As CBS 2's Charlie De Mar reported, police called what happened an isolated domestic incident, but the hospital was placed on lockdown for a time.

Police said, around 7 p.m., officers responded to reports of a gunman in the hospital's west parking lot, after 44-year-old Imelda Shek came into the emergency room with a gunshot wound.

Within minutes, officers found her stepfather, 73-year-old Robert Shek, with a gunshot wound in a car in the parking lot. Paramedics brought him into the emergency room, where he died a short time later, police said.

Imelda Shek later was transferred to Loyola University Medical Center in Mawyood, where she was being treated for her wounds.

Elmhurst Hospital Shooting

Authorities say a man shot his stepdaughter and then himself outside Elmhurst Hospital Wednesday night. Authorities have an update right now. More: http://2pvMf2C

Posted by CBS Chicago on Wednesday, October 2, 2019

Cellphone video that CBS 2 received shows police approaching a car in the parking lot near the emergency room entrance – inside which the man shot and killed himself.
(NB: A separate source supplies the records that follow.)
PR #401, opened 2022-03-17
Feat 351 get action

opyate:
Get action by ID.

### DIFF
--- a/backend/app/api/api_v1/routers/actions.py
+++ b/backend/app/api/api_v1/routers/actions.py
@@ -4,21 +4,42 @@ from sqlite3 import IntegrityError
 from typing import Optional
 
 import httpx
+from fastapi import APIRouter, Depends, HTTPException, Request
+from fastapi_pagination import Page
+from fastapi_pagination.ext.sqlalchemy import paginate
+
 from app.core.auth import get_current_active_user
-from app.db.crud.action import create_action, get_actions_query, is_action_exists
+from app.db.crud.action import (
+    create_action,
+    get_actions_query,
+    is_action_exists,
+    get_action,
+)
 from app.db.crud.document import create_document
 from app.db.models.document import DocumentInvalidReason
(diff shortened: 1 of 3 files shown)


joel-wright (commented):
It would be nice if we also had tests validating the behaviour when the action does not exist, when the request is supplied with invalid auth headers & no auth headers.

opyate:
> It would be nice if we also had tests validating the behaviour when the action does not exist, when the request is supplied with invalid auth headers & no auth headers.

Indeed, but I think auth is tested once somewhere, and 404 is just a thing you perhaps have to trust that starlette/fastapi codebases have already tested?

joel-wright:
> > It would be nice if we also had tests validating the behaviour when the action does not exist, when the request is supplied with invalid auth headers & no auth headers.
> 
> Indeed, but I think auth is tested once somewhere, and 404 is just a thing you perhaps have to trust that starlette/fastapi codebases have already tested?

I'm not sure I follow your reasoning here - all the API calls must be authenticated and it looks like we're enforcing that with an endpoint specific `Depends()`, so we need to verify that all the API endpoints require auth. It's not a case of testing whether the auth API works, but that these specific API calls have the appropriate authentication requirements enabled. Have I missed a test elsewhere that validates that all our endpoints require appropriate auth?

Also, it doesn't look to me like starlette/fastapi are handing the 404 - we are explicitly implementing the 404 response in our own `get_action()` function and there's no test for that code path, so how do I know the code is working as expected?

opyate:
> we are explicitly implementing the 404 response in our own `get_action()` function

Ah, sorry - I read that as testing missing endpoints, or verifying that endpoints exist.

> all the API calls must be authenticated and it looks like we're enforcing that with an endpoint specific Depends()

Noted. Test coming up!

joel-wright (approved):
LGTM

PR #405, opened 2022-03-17
decouple loader from stack. Fixes #404

### LINKED ISSUE #404: Decouple loader from stack initialisation
Currently, we have a catch 22 where the loader starts up before migrations run (after deleting volumes), and loader fails by not finding geographies.

Loader will be moved to a separate task, and not run immediately as part of stack startup.

opyate:


eurolife (approved):

joel-wright (approved):
LGTM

In the chaos of it all, the hospital responded as if there were an active shooter as a precaution, until hospital staff and police determined it was an isolated incident.

De Mar spoke with a witness and patient who were inside the hospital and were unsure of what was going on.

"We heard a gunshot. There was only like security from the hospital at that time out there. The next thing you know, like 30 seconds later, Elmhurst PD came, guns drawn, asking the suspect: 'Please drop the gun! Drop the gun! Drop the gun!'" said witness Tony DiCarlo. "And he was already, you know, self-inflicted wound."

"It kind of got chaotic. We don't know where to go or what to do at the time, and then the alarm went off again for it, and we were brought back to a room – like a bunch of families into one room in like the surgery area, and we were told to close the door, and if the active shooter had come, to put the bed up against the door," said witness Erica Kuschel.

Police said they did not know the motive or what led to the shooting. The shooting remained under investigation Thursday morning.